**RECORDS SHOWN:**
PR #2645, opened 2026-06-12
fix(storybook): resolve workspace .tsx imports and mount app providers

adboio:
## Problem

Storybook stories that import a `.tsx` from a workspace package (e.g. `@posthog/ui/features/archive/ArchivedTasksView`) failed to load with **"Failed to fetch dynamically imported module"**. The underlying Vite error was `Failed to resolve import`.

Root cause: Storybook resolved those bare specifiers through each workspace package's `"./*": ["./src/*.ts", "./src/*.tsx"]` exports map. Vite matches the first pattern (`.ts`); for a `.tsx` target that `.ts` candidate doesn't exist, so resolution fails instead of falling through. Any `.tsx` subpath import broke — `.ts` ones happened to work. The renderer never hits this because it aliases `@posthog/*` → `packages/*/src` and lets extension resolution find the `.tsx`; the Storybook config just lacked those aliases.

## Changes

- **`.storybook/main.ts`** — alias the `@posthog/*` workspace packages to source (reusing the renderer's `workspaceAliases`), so extension resolution finds `.tsx`. Also switch docgen to `react-docgen-typescript`: the default Babel `react-docgen` chokes on the legacy Inversify `@injectable()` decorators that core services pull in.
- **`vite.shared.mts`** — export `workspaceAliases` so the Storybook config can share it.
- **`.storybook/withAppProviders.tsx`** *(new)* — a global decorator that mounts the same provider stack the renderer boots: `QueryClient`, the host tRPC context, a DI service container (binds what stories need; hands out inert stubs for unbound services so deep trees don't throw, while keeping `isBound` truthful for `useServiceOptional`), and a minimal TanStack Router. Components using `useHostTRPC` / `useService` / `useRouterState` now render instead of throwing "must be used within a `<Provider>`".
- **`.storybook/preview.tsx`** — register the decorator globally.
- **`PromptInput.stories.tsx`** — drop the now-redundant (and incomplete — missing `HostTRPCProvider`) per-story provider boilerplate.
- **`ArchivedTasksView.stories.tsx`** — import `ArchivedTask` from the canonical `@posthog/shared` root instead of the unexported `/archive-domain` subpath.

## Verification

Drove every story in a headless browser: **all 133 stories render, 0 failures** (previously every `.tsx`-importing story 404'd, and CreatePrDialog / ConversationView / PromptInput / ToolCallBlock hit provider errors). Lint passes.

---

### DIFF
--- a/apps/code/.storybook/main.ts
+++ b/apps/code/.storybook/main.ts
@@ -5,6 +5,7 @@ import type { StorybookConfig } from "@storybook/react-vite";
 import tailwindcss from "@tailwindcss/vite";
 import react from "@vitejs/plugin-react";
 import { mergeConfig } from "vite";
+import { workspaceAliases } from "../vite.shared.mts";
 
 const __filename = fileURLToPath(import.meta.url);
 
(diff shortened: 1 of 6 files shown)


charlesvien (approved):

adboio:
### Merge activity

* **Jun 12, 4:40 PM UTC**: @adboio merged this pull request with [Graphite](https://app.graphite.com/github/pr/PostHog/code/2645).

**TASK DIRECTIONS:**
Check every line of the data, and copy the ones that contain "renderer".

**ANSWER TO THE EXERCISE:**
Root cause: Storybook resolved those bare specifiers through each workspace package's `"./*": ["./src/*.ts", "./src/*.tsx"]` exports map. Vite matches the first pattern (`.ts`); for a `.tsx` target that `.ts` candidate doesn't exist, so resolution fails instead of falling through. Any `.tsx` subpath import broke — `.ts` ones happened to work. The renderer never hits this because it aliases `@posthog/*` → `packages/*/src` and lets extension resolution find the `.tsx`; the Storybook config just lacked those aliases.
- **`.storybook/main.ts`** — alias the `@posthog/*` workspace packages to source (reusing the renderer's `workspaceAliases`), so extension resolution finds `.tsx`. Also switch docgen to `react-docgen-typescript`: the default Babel `react-docgen` chokes on the legacy Inversify `@injectable()` decorators that core services pull in.
- **`.storybook/withAppProviders.tsx`** *(new)* — a global decorator that mounts the same provider stack the renderer boots: `QueryClient`, the host tRPC context, a DI service container (binds what stories need; hands out inert stubs for unbound services so deep trees don't throw, while keeping `isBound` truthful for `useServiceOptional`), and a minimal TanStack Router. Components using `useHostTRPC` / `useService` / `useRouterState` now render instead of throwing "must be used within a `<Provider>`".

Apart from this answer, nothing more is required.